To replace the oxygen battery 6, remove the biomembrane cap 41 of the gas-permeable membrane holder, then remove the battery cap 24, and pull out the battery 6 from the outlet to replace the stretched membrane. It can be done easily without any hassle.

[0020]

[Effect of the invention] The sensor of the sulfur dioxide detection device of this invention has the following features:
The biomembrane 40 can be easily replaced, and the battery 6 can be replaced independently of the membrane replacement. These make it easy to handle.

[Brief explanation of drawings]

FIG. 1 is a sectional view of a sensor mounting portion of a sulfur dioxide detection device.

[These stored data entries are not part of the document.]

Issue #597, opened 2022-02-18
Unable to use persisted layouts following the official Next documentation


HMilbradt:
### Description

Following the [documentation ](https://nextjs.org/docs/basic-features/layouts#with-typescript)for adding persistent layouts to Next, I end up with the following Typescript error when using authenticated pages.

`Property 'getLayout' does not exist on type 'FC<WithPageAuthRequiredProps>'`

I realize that this is sort of a hack by Next themselves to get these layouts to work, but it would be really handy if the `withPageAuthRequired` function would support this.  It's a recommended pattern to enable layout persistence between pages.

### Reproduction

The following is enough to reproduce the error.  Note that the `getLayout` function here is taken almost exactly from the Next documentation, just modified to work with Auth0.

Adding a `// @ts-ignore` resolves the error message and allows the layout to work as expected.  

```
import type { ReactElement } from 'react'
import { withPageAuthRequired } from '@auth0/nextjs-auth0'

function Page(): ReactElement {
  return <p>Hello</p>
}

const AuthWrapper = withPageAuthRequired(Page)

AuthWrapper.getLayout = function getLayout(page: ReactElement) {
  return <div>{page}</div>
}

export default AuthWrapper
```

### Environment

- **Version of this library used: 1.7.0**
- **Next: 12.0.10**

adamjmcgrath:
Hi @HMilbradt - thanks for raising this

`getLayout` doesn't exist on a React component, so this should fail regardless of whether you are using `withPageAuthRequired` or not.

Have a look at https://dev.to/ofilipowicz/next-js-per-page-layouts-and-typescript-lh5 for a suggested fix for this

HMilbradt:
Thanks for the link @adamjmcgrath!  To be perfectly honest, the reason I raised this issue is that React and Next _do_ support this.  The example from the docs I linked works out of the box.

FIG. 2 is an enlarged view of the main part of FIG. 1;

FIG. 3 is a schematic diagram of a sulfurous acid detection device.

[Explanation of symbols]

100 Case of sulfite detection device 200 Sulfur dioxide detection device sensor 1 Housing 2 Oxygen detector 3 Measurement chamber forming body 4 Biomembrane holder 5 Stirring device 6 Oxygen battery 40 Bio membrane

Claims (5)

[Claims] 1. A cylindrical housing that is removably attached to a case of a sulfur dioxide detection device, an oxygen detector that is removably inserted into the housing, and an oxygen detector that is attached to the housing facing the detection section of the oxygen detector. a measurement chamber for the liquid to be measured, which is removably attached to the oxygen detector and arranged between the detection section and the measurement chamber, and a sulfite-oxidizing bacteria,
A sensor for a sulfite detection device comprising an immobilized membrane on which the bacteria are immobilized, and a biomembrane on which a gas permeable membrane is laminated. 2. A sensor for a sulfur dioxide detection device according to claim 1, wherein the oxygen detector comprises a handle housing an outlet therein, and an oxygen battery removably fitted into one end of the handle. 3. In claim 2, the biomembrane is configured as a membrane holder in which a biomembrane holding sulfite-oxidizing bacteria is stretched over an end face of a cylindrical biomembrane cap, and the cap is attached to the oxygen detector. The sensor of the sulfur dioxide detection device is fitted and screwed onto one end. 4. In claim 3, the biofilm is stretched over the end surface of the cylindrical biomembrane cap, and the periphery is placed between the outer periphery of the cap and the inner periphery of the presser ring by a presser ring fitted onto the cap. A sensor for a sulfur dioxide detection device that is mounted in a sandwiched manner. 5. In claim 3, the oxygen cell has one end serving as a detection portion having a flat spherical surface, an oxygen electrode formed in the center thereof, and a window having a circular diameter formed in the measurement chamber. An O-ring groove inclined toward the oxygen battery side is provided on the window edge, and an O-ring is fitted into the O-ring groove with an end surface protruding toward the battery side, and one spherical end of the oxygen battery is connected to the oxygen battery through the biofilm. The sensor of the sulfur dioxide detection device is pressed into contact with the O-ring.